History

South Korea
- Name: PKM 237
- Builder: Korea Tacoma, Chinghae
- Commissioned: 1982
- Decommissioned: 2008
- Fate: Transferred to Ghana

Ghana
- Name: Stephen Otu
- Namesake: Stephen Otu
- Acquired: 2011
- Commissioned: 21 January 2011
- Status: In service

General characteristics
- Class & type: Chamsuri-class patrol boat
- Displacement: 113 t (111 long tons) light; 156 t (154 long tons) full load;
- Length: 33.10 m (108 ft 7 in)
- Beam: 6.92 m (22 ft 8 in)
- Draft: 1.75 m (5 ft 9 in)
- Propulsion: 2 × MTU MD538 TU90 diesel engines; 2 propellers;
- Speed: 38 knots (70 km/h; 44 mph)
- Range: 1,000 nmi (1,900 km; 1,200 mi) at 20 knots (37 km/h; 23 mph)
- Complement: 31
- Sensors & processing systems: 1 × STX RadarSys SPS-100k surface search radar; 1 × Saab CEROS fire radar and optronic sight;
- Electronic warfare & decoys: 2 × KDAGAIE Mk2 decoys
- Armament: 1 × Bofors 40 mm gun; 2 × Sea Vulcan (late model);

= GNS Stephen Otu =

Chamsuri-class vessel of the Ghana Navy

GNS Stephen Otu is a offshore patrol vessel in service with the Ghana Navy. The vessel was originally built by Korea Tacoma for the Republic of Korea Navy (ROKN) as ROKS PKM 237 . In 2011, PKM 237, was transferred to the Ghanaian Navy and renamed Stephen Otu as a donation. The vessel's primary purposes include maritime domain awareness, law enforcement, vessel inspection, naval development, search and rescue, and small boat maintenance. Various illicit activities the vessel is designed to prevent within Ghanaian territorial waters include piracy, illegal, unreported and unregulated fishing, drug trafficking, and oil bunkering.

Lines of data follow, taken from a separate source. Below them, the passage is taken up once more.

Issue #506, opened 2025-08-04
Menu Operation Impacted by Recent Changes


br07h3rj:
I updated dvui a few days ago. After this, the menus stopped following the mouse, i.e. I can open a menu, but, to get the menu next to it to open, I have to click it, not hover over it. None of the floatingMenus open on hover for me now.

I'm guessing that this is what did it, though I'm not 100% sure:
https://github.com/david-vanderson/dvui/commit/395b7c6b6eefb4032cb4a8ac817679ff28ddd7f7

Is there a new way of making this happen? Should it already be working and I just need to adjust my implementation?

P.S. This is a great project, by the way. Thanks for all the hard work!

david-vanderson:
Thanks!  You are probably right.

The new intended operation is that if you click and hold the mouse down, then menus will open on hover.  So you should be able to "mouse down, hover to a menu item, and mouse up to activate".

If the menu is opened by a full click (down and up), then a full click is required to activate a menu item.

Is that the behavior you are seeing?

br07h3rj:
Yes, that is what I'm seeing now. It actually hadn't occurred to me that this behavior would be intended. The issue I wanted to address was the fact that the top level menuItemLabels act that way now too. Say we have a menubar with File, Edit, View and so forth. If I full click to open File, then Edit and View won't open without a click, so all menus and submenus require their own click unless we go Mac-style and hold down the mouse button the whole time. This is counter to normal PC use (Linux and Windows), isn't it? The menus seem to be working great except for this.

I know you're trying to juggle mouse operation, keyboard operation, touchscreen operation, and drag-drop features (and probably some more) all in one pile. No worries. I love the project and look forward to seeing where it is in a year or two. You're getting close to completing the best visual backend / widget system Zig is going to have. Because of the backend design, the potential is really great. This is the GUI software I want to work with going forward. I just need the menus to work like people expect. 😄 If there's a way I can solve this myself, please let me know.

david-vanderson:
> Say we have a menubar with File, Edit, View and so forth. If I full click to open File, then Edit and View won't open without a click

Alright I now understand what you mean, and you're right it should work that way.  I just didn't quite hit the mark during the earlier fix (which was mainly about not grabbing focus on a random menu/dropdown hover).

Thanks very much for letting me know!

So the menus need to track if any part of the menu has been opened, and if so, then do the "focus-on-hover" thing.  Does that sound right to you?

RedPhoenixQ:
[...]

PR #507, opened 2025-08-05
Make Menu behaviours match common UIs

RedPhoenixQ:
Closes: #506

I hope this fixes the behaviour that @br07h3rj observed in a satisfactory way. In summary you still need one down press to active a submenu, but once it's active only hovering is needed so swap between siblings.

This does not automatically open menus on hover, which was intentionally removed in 395b7c6, but allows for any menu that is already active to moved between available submenus on hover.

### DIFF
--- a/src/Examples/menus.zig
+++ b/src/Examples/menus.zig
@@ -61,6 +61,7 @@ pub fn menus() void {
                 _ = dvui.menuItemLabel(@src(), "Dummy Long", .{}, .{ .expand = .horizontal });
                 _ = dvui.menuItemLabel(@src(), "Dummy Super Long", .{}, .{ .expand = .horizontal });
             }
+            if (dvui.menuItemLabel(@src(), "Log", .{}, .{ .expand = .horizontal })) |_| {}
         }
 
         dvui.labelNoFmt(@src(), "Right click for a context menu", .{}, .{ .gravity_x = 1.0 });
--- a/src/WidgetData.zig
+++ b/src/WidgetData.zig
@@ -92,6 +92,10 @@ pub fn register(self: *WidgetData) void {
         }
     }
 
+    if (self.id == dvui.focusedWidgetIdInCurrentSubwindow()) {
+        cw.last_focused_id_in_subwindow = self.id;
+    }
+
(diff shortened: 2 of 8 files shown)


RedPhoenixQ:
@br07h3rj in response to [your comment with additional behaviours](https://github.com/david-vanderson/dvui/issues/506#issuecomment-3156744493)

1. Only root requires hover e909156.
2. Clicking on a root menu item will close its submenu if open 8abb513
3. Submenus closing upon hovering another item works after a795c22 and e909156. Just moving the mouse away from the submenu doesn't currently close it and I'm not sure if it should. It stays open until you hover a menu item lower in a lower submenu or if you click outside/move focus outside the menu

0281641 cleans up the root toggleable hovering behaviour. If there is no submenu active, hover does nothing, but with an active submenu hovering will swap between them and move over non-submenu items as well.

david-vanderson:
I did some testing here, and at least for me:
* clicking on an open submenu in the root doesn't close it (and we think it should right?)
* moving the mouse from a submenu item towards the floating submenu but it happens to go across another menu item focuses that menu item (it shouldn't, the logic around "_mi_mouse_down" is wrong now)
* context menus don't focus on highlight (but they probably should, even though they don't have a "more root" menu)

My plan is:
* remove all the "_mi_mouse_down" stuff
* replace root menu stuff with "are we in a FloatingMenuWidget" logic
* if not in a FloatingMenuWidget, then have a persistent bit of state that says if focus should follow hover (that is toggled on via a submenu click, and off via any click I think?)

david-vanderson:
That had a lot more weird corner cases than I was expecting, especially since we use the same code for dropdowns and suggestions.  But I think it's good to go now.

@RedPhoenixQ I can't reproduce the test failure locally, can you?

RedPhoenixQ:
> @RedPhoenixQ I can't reproduce the test failure locally, can you?

Sorry, found the underlying issue! I had falsely assumed that the saved hash hex string would be the same length, but if it was shorter then a byte of undefined memory would be included when parsing the hash. Fixed by 9b743164be117f83858319a60cde7b1693dfae5d.

david-vanderson:
Nice thanks!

==Design and description==
The s were designed in the 1970s as the basis for South Korea's coastal defense against North Korean amphibious incursions. The ships measure 33.10 m long overall and 31.25 m at the waterline with a beam of 6.92 m and a draft of 1.75 m and 2.45 m at the propellers. The Chamsuris have a light displacement of 113 t and 156 t at full load. The ships have a complement of 31 including 5 officers.

The patrol boats are powered by two MTU 16V MD538 TU90 diesel engines turning two propellers creating 10800 bhp or 9000 bhp sustained. The ships have two 50 kW diesel generator sets for electricity production. The Chamsuris were designed for a maximum speed of 38 kn but can sustain a speed of 32 kn. The ships have a range of 500 nmi at 32 knots or 1000 nmi at 20 kn. The ship carries 15 t of fuel.

In Korean service, the ship was armed with a single 40 mm gun, a pair of 30 mm Emerlac anti-aircraft (AA) guns situated in a single mount, two single-mounted 20 mm AA guns and two single-mounted 12.7 mm machine guns. The vessel was equipped with Raytheon 1645 navigational/surface search radar.

==Construction and career==
The ship was constructed by Korea Tacoma Marine Industries at Chinghae in 1982. Entering service that year as PKM 237, the ship remained operational until 2008. In 2010 South Korea entered into negotiations with Ghana over the donation of the ship to the African nation. PKM 237 arrived at Tema, Ghana on 9 December 2010. On 21 January 2011, the ship was formally transferred to Ghana, renamed Stephen Otu and commissioned into the Ghana Navy at Sekondi Naval Base. The vessel's namesake is late Major General Stephen Otu, the first Ghanaian Chief of Defence Staff. In Ghanaian service, Stephen Otu mission includes maritime domain awareness, law enforcement, vessel inspection, naval development, search and rescue, and small boat maintenance. Various illicit activities the vessel is designed to prevent within Ghanaian territorial waters include piracy, illegal, unreported and unregulated fishing, drug trafficking, and oil bunkering.